Preparation of nanofiltration membranes for high rejection of organic micropollutants and low rejection of divalent cations

A simultaneous high rejection of trace organic compounds (TrOCs) and low rejection of divalent cations (Ca2+/Mg2+) would be desirable for nanofiltration (NF) applied for drinking water treatment. The target was however not attainable by using the currently available commercial NF membranes. In this study, 3,5-diaminobenzoic acid (BA) was used as an additional diamine monomer besides piperazine (PIP) to prepare novel thin film composite NF membranes via interfacial polymerization with trimesoyl chloride (TMC). A series of NF membranes were prepared by varying BA to PIP concentration ratios in order to obtain a proper membrane pore size and a sufficiently high negative surface charge density. Membrane characterizations and performance tests showed that the incorporation of BA could increase the pore size, enhance the negative surface charge and change the structural properties of the membrane, which in turn affected the membrane water permeability and separation performance.

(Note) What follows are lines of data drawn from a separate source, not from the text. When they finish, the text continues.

PR #251, opened 2023-02-08
feat(monitor,secure): support different regions for opsgenie notification channel

dbonf:
Add option to specify the region of the OpsGenie service.

### DIFF
--- a/sysdig/resource_sysdig_monitor_notification_channel_opsgenie_test.go
+++ b/sysdig/resource_sysdig_monitor_notification_channel_opsgenie_test.go
@@ -38,6 +38,14 @@ func TestAccMonitorNotificationChannelOpsGenie(t *testing.T) {
 				ImportState:       true,
 				ImportStateVerify: true,
 			},
+			{
+				Config: monitorNotificationChannelOpsGenieWithNameAndRegion(rText()),
+			},
+			{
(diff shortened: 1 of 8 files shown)


sysdig/resource_sysdig_monitor_notification_channel_opsgenie_test.go
```diff
@@ -52,3 +60,15 @@ resource "sysdig_monitor_notification_channel_opsgenie" "sample-opsgenie" {
 	notify_when_resolved = false
 }`, name)
 }
+
+func monitorNotificationChannelOpsGenieWithNameAndRegion(name string) string {
```
wideawakening, line 64: we need to update the secure brother too
https://github.com/sysdiglabs/terraform-provider-sysdig/blob/master/sysdig/resource_sysdig_secure_notification_channel_opsgenie_test.go

wideawakening (approved):

sysdig/resource_sysdig_monitor_notification_channel_opsgenie_test.go
dbonf: you are absolutely right, I added the same test also there now.

hayk99 (approved):

PR #265, opened 2023-03-09
Fix Issue With Handling Missing Policy

jacklongsd:

### DIFF
--- a/sysdig/internal/client/secure/client.go
+++ b/sysdig/internal/client/secure/client.go
@@ -15,7 +15,7 @@ type SysdigSecureClient interface {
 	CreatePolicy(context.Context, Policy) (Policy, error)
 	DeletePolicy(context.Context, int) error
 	UpdatePolicy(context.Context, Policy) (Policy, error)
-	GetPolicyById(context.Context, int) (Policy, error)
+	GetPolicyById(context.Context, int) (Policy, error, int)
 
 	CreateRule(context.Context, Rule) (Rule, error)
 	GetRuleByID(context.Context, int) (Rule, error)
--- a/sysdig/internal/client/secure/client.go
+++ b/sysdig/internal/client/secure/client.go
@@ -15,7 +15,7 @@ type SysdigSecureClient interface {
 	CreatePolicy(context.Context, Policy) (Policy, error)
 	DeletePolicy(context.Context, int) error
 	UpdatePolicy(context.Context, Policy) (Policy, error)
-	GetPolicyById(context.Context, int) (Policy, error, int)
+	GetPolicyById(context.Context, int) (Policy, int, error)
 
 	CreateRule(context.Context, Rule) (Rule, error)
 	GetRuleByID(context.Context, int) (Rule, error)
--- a/sysdig/internal/client/secure/policies.go
+++ b/sysdig/internal/client/secure/policies.go
@@ -67,7 +67,7 @@ func (client *sysdigSecureClient) UpdatePolicy(ctx context.Context, policyReques
 	return PolicyFromJSON(body), nil
 }
 
-func (client *sysdigSecureClient) GetPolicyById(ctx context.Context, policyID int) (policy Policy, err error, statusCode int) {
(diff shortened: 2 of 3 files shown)


sysdig/resource_sysdig_secure_policy.go
```diff
@@ -258,7 +259,9 @@ func resourceSysdigPolicyRead(ctx context.Context, d *schema.ResourceData, meta
 
 	if err != nil {
 		d.SetId("")
-		return diag.FromErr(err)
+		if !strings.Contains(err.Error(), policyNotFound) {
```
ombellare, line 262: Is it possible to use the status code 404 rather than the error message? The only concern is that someone might not know that the error message is being used by the terraform provider and unintentionally breaks it

jacklongsd: The way it is setup, the status code is not available at this level. And I am worried about making changes beyond this area due to lack of understanding about how it would affect other components.

sysdig/internal/client/secure/policies.go
```diff
@@ -67,20 +67,20 @@ func (client *sysdigSecureClient) UpdatePolicy(ctx context.Context, policyReques
 	return PolicyFromJSON(body), nil
 }
 
-func (client *sysdigSecureClient) GetPolicyById(ctx context.Context, policyID int) (policy Policy, err error) {
+func (client *sysdigSecureClient) GetPolicyById(ctx context.Context, policyID int) (policy Policy, err error, statusCode int) {
```
ben-m-lucas, line 70:
```suggestion
func (client *sysdigSecureClient) GetPolicyById(ctx context.Context, policyID int) (policy Policy, statusCode int, err error) {
```

In idiomatic go, the convention is to have the error return value as the last value returned.

sysdig/internal/client/secure/policies.go
```diff
@@ -67,20 +67,20 @@ func (client *sysdigSecureClient) UpdatePolicy(ctx context.Context, policyReques
...
-		return Policy{}, errorFromResponse(response)
+		return Policy{}, errorFromResponse(response), response.StatusCode
 	}
 
 	body, err := io.ReadAll(response.Body)
 	if err != nil {
 		return
 	}
-	return PolicyFromJSON(body), nil
+	return PolicyFromJSON(body), nil, http.StatusOK
```
ben-m-lucas, line 85:
```suggestion
	return PolicyFromJSON(body), http.StatusOK, nil
```

sysdig/resource_sysdig_secure_policy.go
```diff
@@ -248,18 +249,17 @@ func addActionsToPolicy(d *schema.ResourceData, policy *secure.Policy) {
...
 func resourceSysdigPolicyRead(ctx context.Context, d *schema.ResourceData, meta interface{}) diag.Diagnostics {
-	const policyNotFound = "failed to find a policy with that ID"
 	client, err := meta.(SysdigClients).sysdigSecureClient()
 	if err != nil {
 		return diag.FromErr(err)
 	}
 
 	id, _ := strconv.Atoi(d.Id())
-	policy, err := client.GetPolicyById(ctx, id)
+	policy, err, statusCode := client.GetPolicyById(ctx, id)
```
ben-m-lucas, line 258:
```suggestion
	policy, statusCode, err := client.GetPolicyById(ctx, id)
```

sysdig/internal/client/secure/client.go
```diff
@@ -15,7 +15,7 @@ type SysdigSecureClient interface {
 	CreatePolicy(context.Context, Policy) (Policy, error)
 	DeletePolicy(context.Context, int) error
 	UpdatePolicy(context.Context, Policy) (Policy, error)
-	GetPolicyById(context.Context, int) (Policy, error)
+	GetPolicyById(context.Context, int) (Policy, error, int)
```
ben-m-lucas, line 18:
```suggestion
	GetPolicyById(context.Context, int) (Policy, int, error)
```

ben-m-lucas (approved):

kmvachhani (approved):

ombellare (approved):
LGTM. Thanks for addressing the concern!

PR #268, opened 2023-03-17
fix(falco): json omitempty on description and output

filiptubic:
Omit empty description and output when making falco request.


ben-m-lucas (approved):

sysdig/internal/client/secure/models.go
```diff
@@ -125,7 +125,7 @@ type notificationChannelWrapper struct {
 type Rule struct {
 	ID          int      `json:"id,omitempty"`
 	Name        string   `json:"name"`
```
ombellare, line 127: Should name also add the omitempty tag as it is also not allowed to be empty?

ombellare: I think this might not be needed as backend needs to throw an error on empty rule name, so sending "" should be fine.

PR #278, opened 2023-03-23
fix: Remove tee comand from output as it was overrinding the final result

AlvarVG:
Remove tee comand from output as it was overrinding the final result

### DIFF
--- a/GNUmakefile
+++ b/GNUmakefile
@@ -34,11 +34,11 @@ test: fmtcheck
 	go test $(TEST) -timeout=30s -parallel=4
 
 testacc: fmtcheck
-	CGO_ENABLED=1 TF_ACC=1 go test $(TEST) -v $(TESTARGS) -timeout 120m -race 2>&1 | tee testacc-output.txt
+	CGO_ENABLED=1 TF_ACC=1 go test $(TEST) -v $(TESTARGS) -timeout 120m -race
 
-junit-report: testacc
+junit-report: fmtcheck
 	@go install github.com/jstemmer/go-junit-report/v2@latest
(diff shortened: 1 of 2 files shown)


GNUmakefile
```diff
@@ -34,11 +34,11 @@ test: fmtcheck
...
 
 testacc: fmtcheck
-	CGO_ENABLED=1 TF_ACC=1 go test $(TEST) -v $(TESTARGS) -timeout 120m -race 2>&1 | tee testacc-output.txt
+	CGO_ENABLED=1 TF_ACC=1 go test $(TEST) -v $(TESTARGS) -timeout 120m -race
 
-junit-report: testacc
+junit-report: fmtcheck
 	@go install github.com/jstemmer/go-junit-report/v2@latest
-	@go-junit-report -in testacc-output.txt -out junit-report.xml
+	CGO_ENABLED=1 TF_ACC=1 go test $(TEST) -v $(TESTARGS) -timeout 120m -race 2>&1 | go-junit-report -iocopy -out junit-report.xml
```
filiptubic, line 41: This will not work either. Piping the command will result in shadowing previous exit code from command
```
CGO_ENABLED=1 TF_ACC=1 go test $(TEST) -v $(TESTARGS) -timeout 120m -race 2>&1
```

AlvarVG: It does work for us, because we are not waiting for the command exit code. We wait for the junit report which included all the failures and passes with each stdout. 

That is why i duplicated the code. To do not interfere with the normal workflow you have.

filiptubic (approved):

PR #317, opened 2025-03-22
Add QT bundled libraries behind features

DBLouis:
This patch allows to link QT bundled libraries, behind feature flags. I use this to make fully static builds.

### DIFF
--- a/qttypes/Cargo.toml
+++ b/qttypes/Cargo.toml
@@ -33,6 +33,13 @@ qtsql = []
 # Link against QtTest
 qttest = []
 
+qtbundledfreetype = []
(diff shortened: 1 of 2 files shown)


ratijas:
Needs some public-facing documentation to be viable for merge. Is the developer expected to put these specifically named libs in places?

Nit: The spelling is "Qt", not "QT". Uppercase QT often refers to QuickTime media player by Apple.

DBLouis:
Please tell me where can I write docs for these features.

The idea is that if you need those features, you are compiling Qt yourself, to be linked statically, and those bundled modules are assumed to be built in your Qt install.

PR #320, opened 2025-04-22
Mute clippy transmute warnings

### LINKED ISSUE #291: `QObject` and `QGadget` derives produce clippy warnings
In seemingly all situations, `QGadget` produces a `clippy::transmute_ptr_to_ref` warning.
In a struct with signals, `QObject` produces a `clippy::useless_transmute` for each signal.

Sh3Rm4n:
* `clippy::transmute_ptr_to_ref` for QGadget
* `clippy::useless_transmute` for QObject

Closes #291

### DIFF
--- a/qmetaobject_impl/src/qobject_impl.rs
+++ b/qmetaobject_impl/src/qobject_impl.rs
@@ -686,10 +686,8 @@ pub fn generate(input: TokenStream, is_qobject: bool, qt_version: QtVersion) -> 
     } else {
         quote! {
             #[allow(unused_variables)]
-            let mut obj: &mut #name #ty_generics = &mut *(::std::mem::transmute::<
-                *mut ::std::os::raw::c_void,
-                *mut #name #ty_generics,
-            >(o));
+            #[allow(clippy::transmute_ptr_to_ref)]
+            let mut obj = ::std::mem::transmute::<*mut ::std::os::raw::c_void, &mut #name #ty_generics>(o);
         }
     };
 
@@ -869,7 +867,7 @@ pub fn generate(input: TokenStream, is_qobject: bool, qt_version: QtVersion) -> 
                 // FIXME!  we should probably use the signature verbatim
                 let n = &arg.name;
                 let ty = &arg.typ;
-                quote! { mut #n : #ty }
+                quote! { #n : #ty }
             })
             .collect();
         let args_ptr: Vec<_> = signal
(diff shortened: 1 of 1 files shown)


qmetaobject_impl/src/qobject_impl.rs
```diff
@@ -875,7 +875,12 @@ pub fn generate(input: TokenStream, is_qobject: bool, qt_version: QtVersion) ->
             .map(|arg| {
                 let n = &arg.name;
                 let ty = &arg.typ;
-                quote! { unsafe { ::std::mem::transmute::<& #ty, *mut ::std::os::raw::c_void>(& #n) } }
+                quote! {
+                    {
+                        let mut n = #n;
+                        (&mut n as *mut #ty as *mut ::std::os::raw::c_void)
```
ogoffart, line 881: that doesn't look right. It seems it's taking the address of `n` on the stack.

qmetaobject_impl/src/qobject_impl.rs
```diff
@@ -686,7 +686,7 @@ pub fn generate(input: TokenStream, is_qobject: bool, qt_version: QtVersion) ->
     } else {
         quote! {
             #[allow(unused_variables)]
-            let mut obj = ::std::mem::transmute::<*mut ::std::os::raw::c_void, &mut #name #ty_generics>(o);
+            let mut obj = &*o;
```
ogoffart, line 689: i would think you still need to cast to the right type explicitly.

ogoffart (commented):
thanks for the PR.

But i'm not sure if this is correct, see inline comments.

qmetaobject_impl/src/qobject_impl.rs
Sh3Rm4n: I'm not sure either. This should be catched by the compiler though. The code I've tested did not generate any errors. The `let` binding was necessary to get a mutable reference `&mut`. The compiler suggests to annotate the function argument with `mut`. I'll check if that is possible.

ogoffart: In this case it might not be catched by the compiler since the user of the pointer uses unsafe code.

qmetaobject_impl/src/qobject_impl.rs
Sh3Rm4n: Yeah this solution looks wrong. I kept the transmute to cast to the right type as `*mut`, but dereferenced it now to `&mut` outside of the transmute.

qmetaobject_impl/src/qobject_impl.rs
Sh3Rm4n: Good point. I now use marked the function argument as `mut` so that a `&mut` reference can be taken.

Sh3Rm4n:
Overall these changes are all inside of `unsafe` blocks, and I'm not to confidident, if I got the semantics right without invoking UB. The alternative would be to just mute the clippy warnings with `[allow(...)`. WDYT @ogoffart?

Sh3Rm4n:
Alright, I'm not sure what caused this failure <https://github.com/woboq/qmetaobject-rs/actions/runs/14596502246/job/40950448403>, I could reproduce it locally, but also after reverting my changes (if I haven't done anything incorrectly). 

As my goal is to mute the clippy warnigs, let's see if `[allow(...)]` makes the test run again.

ogoffart:
I think this could be done without transmute, only with pointer cast

Sh3Rm4n:
Alright, with the last CI run https://github.com/woboq/qmetaobject-rs/actions/runs/14612927424/job/41009015057 and the current change https://github.com/woboq/qmetaobject-rs/compare/master...Sh3Rm4n:qmetaobject-rs:4622085296b20e2fb27bf081d64c9216a1502c04 (which does no code changes) I think the CI failure is not related to this PR

PR #330, opened 2026-04-12
chore: bump syn to 2

rubdos:
The whole ecosystem seems to have moved on to syn 2, including cpp/cpp_build etc. These dependencies don't see that as a breaking change. AFAICT, neither should we, because all the parse trees stay internal.

I took the liberty of flattening the nesting of the parts this change touched.


ogoffart (approved):
thanks

PR #3010, opened 2023-03-18
Do not rely on Path.toUri().getPath()

marschall:
Change `*ParserInputFileObject` classes to use `Path.getFileName()` instead of `Path.toUri().getPath()`.

The `*ParserInputFileObject` classes use `Path.toUri().getPath()` to check the last element of a path. This is both awkward and not guaranteed to work on non-default file systems. [Path#toUri](https://docs.oracle.com/en/java/javase/17/docs/api/java.base/java/nio/file/Path.html#toUri()) makes no guarantees about the return value of `URI#getPath()` of the returned object. This breaks on the JAR file system and others. `Path.getFileName()` is a better option.

See also https://github.com/marschall/memoryfilesystem/issues/141


sambsnyd:
Thanks @marschall !

marschall:
Thank you. Good news for the weekend :-)

PR #3011, opened 2023-03-20
Try out 20-ea for now, 21-ea soon

timtebeek:
For potential inclusion in https://wiki.openjdk.org/display/quality/Quality+Outreach

### DIFF
--- a/.github/workflows/ci-early-access.yml
+++ b/.github/workflows/ci-early-access.yml
@@ -10,7 +10,7 @@ concurrency:
 
 jobs:
   build:
-    uses: openrewrite/gh-automation/.github/workflows/ci-gradle.yml@java_version_input
+    uses: openrewrite/gh-automation/.github/workflows/ci-gradle.yml@main
     with:
       java_version: 20-ea
     secrets:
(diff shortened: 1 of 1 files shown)


.github/workflows/ci-early-access.yml
```diff
@@ -0,0 +1,23 @@
...
+on:
+  workflow_dispatch: {}
+
+concurrency:
+  group: ci-${{ github.ref }}
+  cancel-in-progress: true
+
+jobs:
+  build:
+    uses: openrewrite/gh-automation/.github/workflows/ci-gradle.yml@java_version_input
```
timtebeek, line 13:
```suggestion
    uses: openrewrite/gh-automation/.github/workflows/ci-gradle.yml@main
```

knutwannheden (commented):
Let's try it out 😄

shanman190:
@timtebeek, just FYI, this is a bit more complicated than just switching the GitHub Actions Java versions due to us using Java toolchains.

https://github.com/openrewrite/rewrite-build-gradle-plugin/blob/47369d2da1d62bc0a63a7f0a680129eb168aece4/src/main/java/org/openrewrite/gradle/RewriteJavaPlugin.java#L52

So basically with this current setup, all that's being tested is that Gradle can run as 20-ea/21-ea. In order to actually test rewrite against the newer version, we would have to instead switch the toolchains in use.

PR #3013, opened 2023-03-21
Fix a template error with Try in a For loop

kunli2:
This PR is to fix this error from SAAS
Screen Shot 2023-03-21 at 12 43 35 AM


rewrite-java/src/main/java/org/openrewrite/java/internal/template/BlockStatementTemplateGenerator.java
```diff
@@ -475,6 +475,9 @@ private void template(Cursor cursor, J prior, StringBuilder before, StringBuilde
             before.insert(0, ev.getName());
         } else if (j instanceof J.EnumValueSet) {
             after.append(";");
+        } else if (j instanceof J.Try.Resource) {
+            before.insert(0, "{");
+            after.append("}");
```
knutwannheden, line 480: I am unsure if this fix is entirely correct, because the test also succeeds if these three lines are removed again. I will take a look and see if I can identify the problem.

PR #3014, opened 2023-03-21
Generify `Validated` to `Validated<T>`

JLLeitschuh:
Funnily enough, this is NOT an API breaking change.

Any downstream users not using validated with generics will, mostly continue to have their code compile and run fine. But if you want to use generics, you can get added type protection from the compiler! 🎉 

### DIFF
--- a/rewrite-core/src/main/java/org/openrewrite/semver/LatestRelease.java
+++ b/rewrite-core/src/main/java/org/openrewrite/semver/LatestRelease.java
@@ -138,7 +138,7 @@ public class LatestRelease implements VersionComparator {
         return normalized1.compareTo(normalized2);
     }
 
-    public static Validated build(String toVersion, @Nullable String metadataPattern) {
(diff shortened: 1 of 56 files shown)


rewrite-core/src/main/java/org/openrewrite/semver/LatestRelease.java
```diff
@@ -138,7 +138,7 @@ public int compare(@Nullable String currentVersion, String v1, String v2) {
         return normalized1.compareTo(normalized2);
     }
 
-    public static Validated build(String toVersion, @Nullable String metadataPattern) {
+    public static Validated<LatestRelease> buildLatestRelease(String toVersion, @Nullable String metadataPattern) {
```
JLLeitschuh, line 141: Needed to rename this to avoid name conflicts with supertypes

sambsnyd (approved):
Seems reasonable to me. I've thought about doing this before and never quite got around to it

PR #3015, opened 2023-03-22
Detect the required Java version from the failure log

timtebeek:


rewrite-core/src/main/java/org/openrewrite/FindBuildToolFailures.java
```diff
@@ -58,3 +75,45 @@ public Tree visitSourceFile(SourceFile sourceFile, ExecutionContext ctx) {
         };
     }
 }
+
+class FailureLogAnalyzer {
```
timtebeek, line 79: Figured keep this in a separate class, in case we want to pull this out to somewhere else, such as when running with successive Java versions from ingestion. Not something I expect we'll use soon, but can't hurt to keep things modular.

rpau (approved):
LGTM

PR #3024, opened 2023-03-23
Recipe instances now store their `RecipeDescriptor` to avoid cost of …

nmck257:
…repeated instantiation (especially during OSS plugin recipe stack printout)

https://github.com/openrewrite/rewrite-maven-plugin/issues/486

Significant time savings with this change, running a large recipe (based on the Spring Boot upgrade recipes) via Maven plugin on a (small!) private project:
- 1.17 recipe bom + plugin: 8m50s
- 1.18 snapshot recipe bom + plugin (with these changes): 4m48s

And those times *include* time spent on parsing+visits; all of the time savings were outside of that "critical path".

Execution time from generating RecipeDescriptors seems nearly eliminated.
The recipe "stack trace" view at the end of OSS plugin output now seems to move at basically the speed of IO.

### DIFF
--- a/rewrite-core/src/main/java/org/openrewrite/Recipe.java
+++ b/rewrite-core/src/main/java/org/openrewrite/Recipe.java
@@ -23,9 +23,9 @@ import lombok.Setter;
 import lombok.Value;
 import org.intellij.lang.annotations.Language;
 import org.openrewrite.config.DataTableDescriptor;
+import org.openrewrite.config.OptionDescriptor;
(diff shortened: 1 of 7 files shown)


nmck257:
caching the RecipeDescriptors relies on the assumption that none of the inputs to the RecipeDescriptor on a Recipe instance can change either 1) between the first call to `getDescriptor` and subsequent calls or 2) at any time post-instantiaton, which I think is accurate, but open to notes

knutwannheden:
Sounds very promising! 🚀

PR #3037, opened 2023-03-26
Added replace constant with another constant recipe.

### LINKED ISSUE #2755: Replace constant with another constant, possibly from a different class
As [asked on StackOverflow](https://stackoverflow.com/questions/75204013/how-to-replace-static-imports-of-class-constants-in-openrewrite) by @bottemav (?) , but also [posted as a comment previously](https://github.com/openrewrite/rewrite/issues/1622#issuecomment-1330273588).

**Before**
```java
import javax.ws.rs.*;
import static javax.ws.rs.core.MediaType.APPLICATION_JSON;

class ControllerClass {
    @Produces(APPLICATION_JSON)
    public String getHelloWorldJSON(String name) {
        return "{}";
    }
}
```

**After**
```java
import javax.ws.rs.*;
import static org.springframework.http.MediaType.APPLICATION_JSON_VALUE;

class ControllerClass {
    @Produces(APPLICATION_JSON_VALUE)
    public String getHelloWorldJSON(String name) {
        return "{}";
    }
}
```

**Diff**
```diff
import javax.ws.rs.*;
-import static javax.ws.rs.core.MediaType.APPLICATION_JSON;
+import static org.springframework.http.MediaType.APPLICATION_JSON_VALUE;

class ControllerClass {
-    @Produces(APPLICATION_JSON)
+    @Produces(APPLICATION_JSON_VALUE)
    public String getHelloWorldJSON(String name) {
        return "{}";
    }
}
```

**Related**
- Existing [ReplaceConstant](https://github.com/openrewrite/rewrite/blob/main/rewrite-java/src/main/java/org/openrewrite/java/ReplaceConstant.java) recipe
- https://github.com/openrewrite/rewrite/issues/1622

srmalkan:
Closes #2755

### DIFF
--- a/rewrite-java/src/main/java/org/openrewrite/java/ReplaceConstantWithAnotherConstant.java
+++ b/rewrite-java/src/main/java/org/openrewrite/java/ReplaceConstantWithAnotherConstant.java
@@ -17,11 +17,10 @@ package org.openrewrite.java;
 
 import lombok.EqualsAndHashCode;
 import lombok.Value;
-import org.openrewrite.Cursor;
-import org.openrewrite.ExecutionContext;
-import org.openrewrite.Option;
-import org.openrewrite.Recipe;
+import org.openrewrite.*;
 import org.openrewrite.internal.lang.Nullable;
+import org.openrewrite.java.search.UsesMethod;
+import org.openrewrite.java.search.UsesType;
 import org.openrewrite.java.tree.J;
 import org.openrewrite.java.tree.JavaType;
 import org.openrewrite.java.tree.TypeUtils;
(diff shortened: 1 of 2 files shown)


rewrite-java/src/main/java/org/openrewrite/java/ReplaceConstantWithAnotherConstant.java
```diff
@@ -0,0 +1,120 @@
...
+    @Override
+    public String getDisplayName() {
+        return "Replace constant with another constant";
+    }
+
+    @Override
+    public String getDescription() {
+        return "Replace constant with another constant, adding/removing import on class if needed.";
+    }
+
```
timtebeek, line 48: Maybe it's good to add a applicability test that checks for the use of the owning type, such that the visitor isn't called for every field access and identifier.

timtebeek (commented):
Looking good already. Thanks for adding this one as well!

The optimal membrane prepared with a BA/PIP ratio of 50%:50% exhibited a low rejection of CaCl2 (25.8%) and MgCl2 (32.0%) in single salt solutions at 10 mmol/L and a moderate rejection of Ca2+/Mg2+ ions (<60%) in a real tap water, while maintaining a reasonably high water permeability and an effective removal (>80%) for six out of eight selected pharmaceuticals (PhACs). The ATR-FTIR spectra and XPS analysis showed that BA could interfere the polymerization between PIP and TMC in forming the membrane active layer while the cross-linking degree between BA and TMC was relatively low. This implied that the proposed treatment target could also be achieved by using some other acidic diamines with similar functionalities of BA.